2020-05-15 07:07:16.048 [error] <0.11333.5> closing AMQP connection <0.11333.5> (172.18.0.1:59872 -> 172.18.0.3:5672):
missed heartbeats from client, timeout: 10s

From the rabbitmq logs.

On starting the worker again, the same task is delivered again:

[2020-05-15 09:08:19,100: INFO/MainProcess] Received task: heartbeat-test-task[3cf9e3b8-e138-4261-bb39-92a3b3f1e904]  
[2020-05-15 09:08:49,217: INFO/ForkPoolWorker-1] Task heartbeat-test-task[3cf9e3b8-e138-4261-bb39-92a3b3f1e904] succeeded in 30.012629242s: 

I would not know how to fix this, or where to even begin sadly.

As originally stated, we now run without heartbeats, and have instead done some custom work to close "dangling" through rabbitmq management tools.

auvipy commented 4 years ago

thanks for update

crook commented 3 years ago

@hmatland we team hit same issue, just disable the heatbeart can workaround this issue. pls try.

broker_heartbeat = 0

https://www.rabbitmq.com/heartbeats.html

auvipy commented 2 years ago

@hmatland we team hit same issue, just disable the heatbeart can workaround this issue. pls try.

broker_heartbeat = 0

https://www.rabbitmq.com/heartbeats.html

can we close the issue based on that? do you have any suggested changes in celery itself?

hmatland commented 2 years ago

@hmatland we team hit same issue, just disable the heatbeart can workaround this issue. pls try.

broker_heartbeat = 0

https://www.rabbitmq.com/heartbeats.html

can we close the issue based on that? do you have any suggested changes in celery itself?

I mentioned this workaround in my original issue. Disabling heartbeat potentially leaves stale connections in Rabbitmq, and is not a great option. Messages on stuck connections do not get redelivered until the connection is killed.

We had a separate stale connection cleaner running due to this.

Now we have moved the workload to something else than Celery. So I do not know if the original issue is still an issue on latest release or not.

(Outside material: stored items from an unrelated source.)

PR #4064, opened 2019-09-03
Fix program_options test with older boost versions

msimberg:
This just disables some more tests when using older versions of Boost that don't support the tested functionality. Flyby: disable building `program_options` tests as part of the `all` target.

### DIFF
--- a/libs/program_options/examples/config_file_types.cpp
+++ b/libs/program_options/examples/config_file_types.cpp
@@ -27,7 +27,8 @@ bool check_float(Double1 test, Double2 expected)
     double expected_d = double(expected);
 
     double seperation = expected_d * (1. + FLOAT_SEPERATION) / expected_d;
-    if ((test_d < expected_d + seperation) && (test_d > expected_d - seperation))
+    if ((test_d < expected_d + seperation) &&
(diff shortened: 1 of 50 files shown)


msimberg:
I've started a couple of builds on rostam as well (no links since they're still in the queue).

msimberg:
@hkaiser did you apply `clang-format` on the `program_options` files? If not, should we? I guess not applying `clang-format` would make it easier to port changes from Boost.ProgramOptions if we feel like keeping them in sync. But in that case I'll add some `// clang-format off` comments for that...

hkaiser:
> @hkaiser did you apply clang-format on the program_options files? If not, should we? I guess not applying clang-format would make it easier to port changes from Boost.ProgramOptions if we feel like keeping them in sync. But in that case I'll add some // clang-format off comments for that...

I did apply clang-format to all files. My reasoning was that this library has not changed much over the years and I don't expect heavy changes down the road.

msimberg:
> I did apply clang-format to all files. My reasoning was that this library has not changed much over the years and I don't expect heavy changes down the road.

Good, sounds reasonable. Let me just push some formatting changes then before merging. It looks like not all files were formatted.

freedrikp commented 2 years ago

I can reproduce this with:

software -> celery:5.1.2 (sun-harmonics) kombu:5.1.0 py:3.8.12
            billiard:3.6.4.0 py-amqp:5.0.6
platform -> system:Linux arch:64bit, ELF
            kernel version:5.10.76-linuxkit imp:CPython
loader   -> celery.loaders.app.AppLoader
settings -> transport:amqp results:disabled

deprecated_settings: None
broker_url: 'amqp://user:********@localhost:5672/vhost'
task_acks_late: True

and

software -> celery:5.2.3 (dawn-chorus) kombu:5.2.3 py:3.10.1
            billiard:3.6.4.0 py-amqp:5.0.9
platform -> system:Linux arch:64bit, ELF
            kernel version:5.10.76-linuxkit imp:CPython
loader   -> celery.loaders.app.AppLoader
settings -> transport:amqp results:disabled

deprecated_settings: None
broker_url: 'amqp://user:********@localhost:5672/vhost'
task_acks_late: True

We are also forced to disable heartbeats due to this which is not ideal.

lefterisnik commented 1 year ago

I can verify that this is still an issue on celery 5.2.x

Laza034 commented 10 months ago

Hey, any movement on this issue? We have 200k task impacted by this and we can not have disabled heartbeats for rabbitMQ

tdzienniak commented 6 months ago

This is really bad. Are there any plans to work on this issue?